# My Lubing Method



## PeterNewton (Jan 6, 2010)

I have not seen or heard of anyone doing this, so here you go. It is the result of extensive (and mostly failed) lube-mixing experiments by me and BigSams.
This method of lubrication is for cubes that are somewhat good, but need that extra zoom.

Step 1: Whether it was good out of the box or you need to break it in, the cube must turn reasonably well. Lubing this way does not break it in.

Step 2: Wash the cubies and the core to get rid of all dust, and dry them. The cube should not have been previously lubed. Attempt to remove the old lube if there is any because I have no idea how the outcome will be different from mine.

Step 3: Spray silicone into your cube the way you prefer. I use CRC and just spray it in here and there, move the layers.

*Pretty standard so far. The original stuff starts here.*

Step 3: Get a hold of Petroleum Jelley and While Lithium Grease. I like using Vaseline and White Lithium Jigaloo, respectively.

Step 4: Dump a load (maybe 1.5 cubic inches) of the Petroleum Jelley into a sturdy container. Then spray an equal amount of the White Lithium into the mixture.

Step 5: Mix it all together. Add more Lithium as necessary since much of it will evaporate. Mix until it reaches a consistensy that is slightly thicker than custard.

Step 6: Leave it out for a few days, until you feel that the top layer is somewhat solid-looking. Then mix it all over again until it looks and feels consistent throughout. It should be very slightly thicker than before drying the top layer.

Step 7: All right! Open up a corner-edge-corner row and pour in half of the mixture you intend to put in. Let most of it drip into the other side, close it, move the layers a lot. Open up a diagonally opposite row and repeat with the rest of the mixture.

Step 8: Continue moving the layers a lot over the next week. Any excess grease will come out naturally.

Step 9: Clean the exterior when necessary and don't open the cube a lot.

WARNINGS: The grease may peel your stickers. The cube should already be on your favourite tension since opening it up just creates a mess. We don't take responsibility for any damage to you or your cube.

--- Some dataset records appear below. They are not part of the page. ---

PR #598, opened 2022-10-18
Auction House V2: Noracle and gas optimizations

davidbrai:
Changes:
1. Noracle: savings settlement prices in storage to serve as an oracle of recent nouns sales via the auction
2. Gas optimizations


packages/nouns-contracts/contracts/libs/Noracle.sol
```diff
@@ -0,0 +1,112 @@
...
+ * ░░░░░░░░░░░░░░░░░░░░░░░░░░░░░ *
+ * ░░░░░░░░░░░░░░░░░░░░░░░░░░░░░ *
+ *********************************/
+
+pragma solidity ^0.8.6;
+
+library Noracle {
+    struct Observation {
+        // The block.timestamp when the auction was settled
+        uint256 blockTimestamp;
```
davidbrai, line 23: let's do some packing here

`blockTimestamp` can be be saved in uint32 (year 2106) or uint34 if we want to be optimistic (year 2514)
`nounId` can be much smaller, uint16? uint32?
`amount` can probably be reduced too, uint80 can represent up to ~1.2M eth if I'm not mistaken

packages/nouns-contracts/contracts/libs/Noracle.sol
```diff
@@ -0,0 +1,112 @@
...
+        // The current highest bid amount
+        uint256 amount;
+        // The address of the auction winner
+        address winner;
+        // whether or not the observation is initialized
+        bool initialized;
+    }
+
+    struct NoracleState {
+        mapping(uint16 => Observation) observations;
```
davidbrai, line 35: any reason to restrict this to uint16? maybe uint32 instead?

packages/nouns-contracts/contracts/libs/Noracle.sol
davidbrai: ideally this could be just one storage slot, but I'm not sure if that works.
we need at least 160 bits for the address, so that leaves 96 bits, which I think is not enough for the rest:

smallest values would be:
timestamp ~ 32 bits
amount (if we don't reduce decimals): ~ 70 (< ~1k ETH)
nounId ~ 16 bits
initialized ~ 1 bit
so at least ~ 119 bits

packages/nouns-contracts/contracts/libs/Noracle.sol
```diff
@@ -0,0 +1,112 @@
...
+        });
+    }
+
+    function grow(NoracleState storage self, uint16 next) internal returns (uint16) {
+        uint16 current = self.cardinalityNext;
+
+        // no-op if the passed next value isn't greater than the current next value
+        if (next <= current) return current;
+
+        // store in each slot to prevent fresh SSTOREs in swaps
```
davidbrai, line 75: swaps? guessing that's copy pasta leftover

packages/nouns-contracts/contracts/libs/Noracle.sol
```diff
@@ -0,0 +1,112 @@
...
+        returns (Observation[] memory observations)
+    {
+        uint16 cardinality = self.cardinality;
+        require(fromAuctionsAgo <= cardinality, 'too many auctions ago');
+
+        observations = new Observation[](fromAuctionsAgo);
+        uint16 initializedObservationsFound = 0;
+        uint16 checkedIndexesCount = 0;
+        while (initializedObservationsFound < fromAuctionsAgo && checkedIndexesCount < cardinality) {
+            checkedIndexesCount++;
```
davidbrai, line 96: assuming the first element of `observations` should be the most recent auction, I think the `checkedIndexesCount++` should move to after the `checkIndex = ...`

packages/nouns-contracts/contracts/libs/Noracle.sol
```diff
@@ -0,0 +1,112 @@
...
+
+    function write(
+        NoracleState storage self,
+        uint256 blockTimestamp,
+        uint256 nounId,
+        uint256 amount,
+        address winner
+    ) internal {
+        // if the conditions are right, we can bump the cardinality
+        if (self.cardinalityNext > self.cardinality && self.index == (self.cardinality - 1)) {
```
davidbrai, line 55: cache `self.cardinalityNext`

packages/nouns-contracts/contracts/libs/Noracle.sol
```diff
@@ -0,0 +1,112 @@
...
+            self.cardinality = self.cardinalityNext;
+        }
+
+        self.index = (self.index + 1) % self.cardinality;
+        self.observations[self.index] = Observation({
```
davidbrai, line 60: cache `self.index`

packages/nouns-contracts/contracts/libs/Noracle.sol
eladmallel: perhaps a good way to solve this challenge is to give up on plenty of decimals for ETH
instead of 18 decimals we could use say 8 decimals, then we can hold 1K ETH in 40 bits
wdyt?

eladmallel: just pushed some bit packing changes and a test for the amount accuracy, lmk what you think

packages/nouns-contracts/contracts/libs/Noracle.sol
```diff
@@ -0,0 +1,112 @@
...
+            uint16 checkIndex = (self.index + (cardinality - checkedIndexesCount)) % cardinality;
+            Observation storage obs = self.observations[checkIndex];
+            if (obs.initialized) {
+                observations[initializedObservationsFound] = obs;
+                initializedObservationsFound++;
+            }
+        }
+    }
+
+    function warmUpObservation(Observation storage obs) private {
```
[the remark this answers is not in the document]
eladmallel: fixed!

packages/nouns-contracts/contracts/libs/Noracle.sol
davidbrai: I would prefer if we kept the original amount somehow.
let's keep this issue open for now

packages/nouns-contracts/contracts/libs/Noracle.sol
```diff
@@ -93,20 +93,17 @@ library Noracle {
         uint16 initializedObservationsFound = 0;
         uint16 checkedIndexesCount = 0;
         while (initializedObservationsFound < fromAuctionsAgo && checkedIndexesCount < cardinality) {
-            checkedIndexesCount++;
             uint16 checkIndex = (self.index + (cardinality - checkedIndexesCount)) % cardinality;
             Observation storage obs = self.observations[checkIndex];
             if (obs.initialized) {
                 observations[initializedObservationsFound] = obs;
                 initializedObservationsFound++;
```
davidbrai, line 115: quite minor, but I believe `++i` is cheaper in gas than `i++`

packages/nouns-contracts/contracts/libs/Noracle.sol
eladmallel: yes, perhaps `blockTimestamp > 1` is the easiest condition
could also use nounId, but that's harder to reuse a new nouns fork

packages/nouns-contracts/contracts/libs/Noracle.sol
```diff
@@ -115,6 +115,14 @@ library Noracle {
...
             }
         }
+
+        if (auctionCount > initializedObservationsFound) {
```
davidbrai, line 119: general feedback: I feel like this function is a bit "fat". wonder if we can trim it.

is the `if (obs.initialized)` actually needed?
in which case is there an uninitialized member? wouldn't we need to break in that case?

packages/nouns-contracts/contracts/libs/Noracle.sol
eladmallel: changed here https://github.com/nounsDAO/nouns-monorepo/pull/598/commits/5468d13a2ceacac4cca2fd7266a5ecfb2fd0c52c

packages/nouns-contracts/contracts/libs/Noracle.sol
```diff
@@ -103,6 +103,10 @@ library Noracle {
         }
     }
 
+    function ethPriceToUint40(uint256 ethPrice) internal pure returns (uint40) {
+        return uint40(ethPrice / 1e10);
```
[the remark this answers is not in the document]
eladmallel: the latest code with uint48 and 8 decimals holds up to `2814749.76710655` ETH

packages/nouns-contracts/contracts/libs/Noracle.sol
eladmallel: you're absolutely right, my bad.
the case of encountering uninitialized items is when we increase cardinality, and as we're iterating backwards, we loop back to the end where the new cardinality items are all in that state.

eladmallel: did some cleanup here, lmk wdyt: https://github.com/nounsDAO/nouns-monorepo/pull/598/commits/b8557264a97216dfe1bb35a9c8705a0439fe35eb

packages/nouns-contracts/contracts/libs/Noracle.sol
eladmallel: changed as part of this change https://github.com/nounsDAO/nouns-monorepo/pull/598/commits/b8557264a97216dfe1bb35a9c8705a0439fe35eb

packages/nouns-contracts/contracts/libs/Noracle.sol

We used this method on storebought Rubik's, Rubik's DIY, Type A (Old), Type D (Old), Type C, C4Y cube and Guhong. They are awsome because of the gliding feeling. They rarely lockup and there is no weakness in the plastic. Its just a conjecture, but perhaps the initial Silicone creates a protective layer.

Enjoy!


----------



## Zubon (Jan 7, 2010)

Isn't is bad to mix silicone and Vaseline? I hear from many people that depending on the type of plastic, it can sometimes have a superglue effect.


----------



## PeterNewton (Jan 7, 2010)

I was not aware of that effect but regardless, I am mixing While Lithium with the Vaseline. The silicone is already long-dried by the time the mix is added.


----------



## 4Chan (Jan 7, 2010)

Zubon said:


> Isn't is bad to mix silicone and Vaseline? I hear from many people that depending on the type of plastic, it can sometimes have a superglue effect.



no

Superglue is chemically different from petroleum jelly and silicone.
Once the propellant evaporates, it feels like like vaseline, except a bit runnier.


----------



## JLarsen (Jan 7, 2010)

Very interesting. I'd assume still harmful to the cube, but interesting.


----------



## cincyaviation (Jan 7, 2010)

well thats ummmm, different....


----------



## iSpinz (Jan 7, 2010)

Peter Newton is on the verge of setting a WR when....
"POP"
Suddenly the cube splatters vaseline on everything in range while Peter cries.


----------



## Carson (Jan 7, 2010)

Anything petroleum based WILL break down the plastic in your cube to a certain extent. Exactly how much "damage" it will do depends on the exact product and type of plastic used in your cube. Chances are that it would take years of lubing with Vaseline for it to actually cause significant damage, but be aware that the it can happen. Many cubers freak out when they hear that someone uses a petroleum based lube on cubes because of this reason... I wouldn't put it in a V-7, but really the worst case scenario is that you have a cube that feels good for months, or more likely a couple years and then you have to replace it. Unless you have a really expensive cube, your out what, maybe $12-$15 over the course of a year? 

If you like it: use it.
If your cube liquefies during a solve and you end up with a DNF, no cube, a ruined stackmat, and dissolved cube stains on your shoes... you've been warned.


----------



## PeterNewton (Jan 7, 2010)

I agree with Carson. My first cube was an original 1981 Arxon that my grandfather bought when he was travelling. My mom used it for 25 years... and then I opened it up and put Vaseline in it. It died :fp.
So don't use this method on vintages or V-cubes, but anything less than $15 is worth the risk. My Type A (Old), Type D (Old) and Rubik's storebought have been lubed this way for 1.5 years and they're still gliding away. (Note that I cleaned the cubies and re-lubed every 5-6 months-ish).


----------



## Tim Major (Jan 8, 2010)

Or, put Vaseline in a storebought, don't touch the cube for a month, then take it apart and completely clean it. This will make the cubies, a tiny bit smaller, and then do normal breaking in and lubing.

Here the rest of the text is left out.